* _ACTIVITY_
Reproduce the data below in full. Nothing should differ from the original.

* _Collected data entries_
————

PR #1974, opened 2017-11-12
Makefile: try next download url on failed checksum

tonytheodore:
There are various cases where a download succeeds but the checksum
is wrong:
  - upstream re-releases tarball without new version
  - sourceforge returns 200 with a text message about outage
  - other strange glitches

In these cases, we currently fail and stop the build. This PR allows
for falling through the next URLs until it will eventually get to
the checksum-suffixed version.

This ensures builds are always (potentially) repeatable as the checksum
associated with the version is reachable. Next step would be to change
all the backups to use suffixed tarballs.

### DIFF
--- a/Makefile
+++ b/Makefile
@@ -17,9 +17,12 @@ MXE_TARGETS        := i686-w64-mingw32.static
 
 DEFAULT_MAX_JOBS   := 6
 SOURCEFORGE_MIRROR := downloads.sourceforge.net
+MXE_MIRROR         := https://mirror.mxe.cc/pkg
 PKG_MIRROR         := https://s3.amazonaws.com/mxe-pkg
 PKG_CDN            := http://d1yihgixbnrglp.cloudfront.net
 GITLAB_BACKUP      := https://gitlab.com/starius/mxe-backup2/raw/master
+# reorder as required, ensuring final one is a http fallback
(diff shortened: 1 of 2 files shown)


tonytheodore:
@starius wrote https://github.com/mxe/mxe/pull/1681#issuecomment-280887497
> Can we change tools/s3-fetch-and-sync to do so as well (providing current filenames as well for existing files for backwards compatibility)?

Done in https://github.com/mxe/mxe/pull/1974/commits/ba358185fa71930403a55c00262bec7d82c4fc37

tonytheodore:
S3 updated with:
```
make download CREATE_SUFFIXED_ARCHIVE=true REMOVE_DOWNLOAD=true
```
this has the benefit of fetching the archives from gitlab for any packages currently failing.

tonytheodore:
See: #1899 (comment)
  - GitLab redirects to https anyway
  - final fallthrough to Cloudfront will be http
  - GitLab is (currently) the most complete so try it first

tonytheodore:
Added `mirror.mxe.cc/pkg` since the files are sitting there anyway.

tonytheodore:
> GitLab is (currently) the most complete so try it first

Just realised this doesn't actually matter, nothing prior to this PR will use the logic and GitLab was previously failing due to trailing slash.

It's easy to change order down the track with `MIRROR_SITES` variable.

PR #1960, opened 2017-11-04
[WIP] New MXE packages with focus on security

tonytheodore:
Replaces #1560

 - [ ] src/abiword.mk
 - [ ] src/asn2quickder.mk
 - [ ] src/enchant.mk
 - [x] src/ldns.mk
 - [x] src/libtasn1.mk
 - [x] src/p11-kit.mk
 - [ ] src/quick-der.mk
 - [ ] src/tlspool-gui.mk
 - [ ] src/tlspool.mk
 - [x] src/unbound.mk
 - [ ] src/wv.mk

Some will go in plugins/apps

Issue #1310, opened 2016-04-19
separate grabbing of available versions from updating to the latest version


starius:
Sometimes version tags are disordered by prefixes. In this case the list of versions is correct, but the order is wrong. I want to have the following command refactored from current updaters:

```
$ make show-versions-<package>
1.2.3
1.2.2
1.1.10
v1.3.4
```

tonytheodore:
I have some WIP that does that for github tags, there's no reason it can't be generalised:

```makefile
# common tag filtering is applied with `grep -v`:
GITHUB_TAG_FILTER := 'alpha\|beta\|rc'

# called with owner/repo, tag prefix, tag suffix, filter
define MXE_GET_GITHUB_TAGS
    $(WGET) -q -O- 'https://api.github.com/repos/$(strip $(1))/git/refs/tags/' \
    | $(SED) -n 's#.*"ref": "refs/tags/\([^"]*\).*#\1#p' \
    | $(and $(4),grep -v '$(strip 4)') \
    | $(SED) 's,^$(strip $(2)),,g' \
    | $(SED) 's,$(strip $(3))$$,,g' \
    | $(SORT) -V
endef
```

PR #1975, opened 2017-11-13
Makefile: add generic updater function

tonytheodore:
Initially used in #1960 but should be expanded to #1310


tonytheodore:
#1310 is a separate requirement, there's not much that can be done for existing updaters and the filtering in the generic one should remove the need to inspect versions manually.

————

* _REPLY TO THE EXERCISE_
PR #1974, opened 2017-11-12
Makefile: try next download url on failed checksum

tonytheodore:
There are various cases where a download succeeds but the checksum
is wrong:
  - upstream re-releases tarball without new version
  - sourceforge returns 200 with a text message about outage
  - other strange glitches

In these cases, we currently fail and stop the build. This PR allows
for falling through the next URLs until it will eventually get to
the checksum-suffixed version.

This ensures builds are always (potentially) repeatable as the checksum
associated with the version is reachable. Next step would be to change
all the backups to use suffixed tarballs.

### DIFF
--- a/Makefile
+++ b/Makefile
@@ -17,9 +17,12 @@ MXE_TARGETS        := i686-w64-mingw32.static
 
 DEFAULT_MAX_JOBS   := 6
 SOURCEFORGE_MIRROR := downloads.sourceforge.net
+MXE_MIRROR         := https://mirror.mxe.cc/pkg
 PKG_MIRROR         := https://s3.amazonaws.com/mxe-pkg
 PKG_CDN            := http://d1yihgixbnrglp.cloudfront.net
 GITLAB_BACKUP      := https://gitlab.com/starius/mxe-backup2/raw/master
+# reorder as required, ensuring final one is a http fallback
(diff shortened: 1 of 2 files shown)


tonytheodore:
@starius wrote https://github.com/mxe/mxe/pull/1681#issuecomment-280887497
> Can we change tools/s3-fetch-and-sync to do so as well (providing current filenames as well for existing files for backwards compatibility)?

Done in https://github.com/mxe/mxe/pull/1974/commits/ba358185fa71930403a55c00262bec7d82c4fc37

tonytheodore:
S3 updated with:
```
make download CREATE_SUFFIXED_ARCHIVE=true REMOVE_DOWNLOAD=true
```
this has the benefit of fetching the archives from gitlab for any packages currently failing.

tonytheodore:
See: #1899 (comment)
  - GitLab redirects to https anyway
  - final fallthrough to Cloudfront will be http
  - GitLab is (currently) the most complete so try it first

tonytheodore:
Added `mirror.mxe.cc/pkg` since the files are sitting there anyway.

tonytheodore:
> GitLab is (currently) the most complete so try it first

Just realised this doesn't actually matter, nothing prior to this PR will use the logic and GitLab was previously failing due to trailing slash.

It's easy to change order down the track with `MIRROR_SITES` variable.

PR #1960, opened 2017-11-04
[WIP] New MXE packages with focus on security

tonytheodore:
Replaces #1560

 - [ ] src/abiword.mk
 - [ ] src/asn2quickder.mk
 - [ ] src/enchant.mk
 - [x] src/ldns.mk
 - [x] src/libtasn1.mk
 - [x] src/p11-kit.mk
 - [ ] src/quick-der.mk
 - [ ] src/tlspool-gui.mk
 - [ ] src/tlspool.mk
 - [x] src/unbound.mk
 - [ ] src/wv.mk

Some will go in plugins/apps

Issue #1310, opened 2016-04-19
separate grabbing of available versions from updating to the latest version


starius:
Sometimes version tags are disordered by prefixes. In this case the list of versions is correct, but the order is wrong. I want to have the following command refactored from current updaters:

```
$ make show-versions-<package>
1.2.3
1.2.2
1.1.10
v1.3.4
```

tonytheodore:
I have some WIP that does that for github tags, there's no reason it can't be generalised:

```makefile
# common tag filtering is applied with `grep -v`:
GITHUB_TAG_FILTER := 'alpha\|beta\|rc'

# called with owner/repo, tag prefix, tag suffix, filter
define MXE_GET_GITHUB_TAGS
    $(WGET) -q -O- 'https://api.github.com/repos/$(strip $(1))/git/refs/tags/' \
    | $(SED) -n 's#.*"ref": "refs/tags/\([^"]*\).*#\1#p' \
    | $(and $(4),grep -v '$(strip 4)') \
    | $(SED) 's,^$(strip $(2)),,g' \
    | $(SED) 's,$(strip $(3))$$,,g' \
    | $(SORT) -V
endef
```

PR #1975, opened 2017-11-13
Makefile: add generic updater function

tonytheodore:
Initially used in #1960 but should be expanded to #1310


tonytheodore:
#1310 is a separate requirement, there's not much that can be done for existing updaters and the filtering in the generic one should remove the need to inspect versions manually.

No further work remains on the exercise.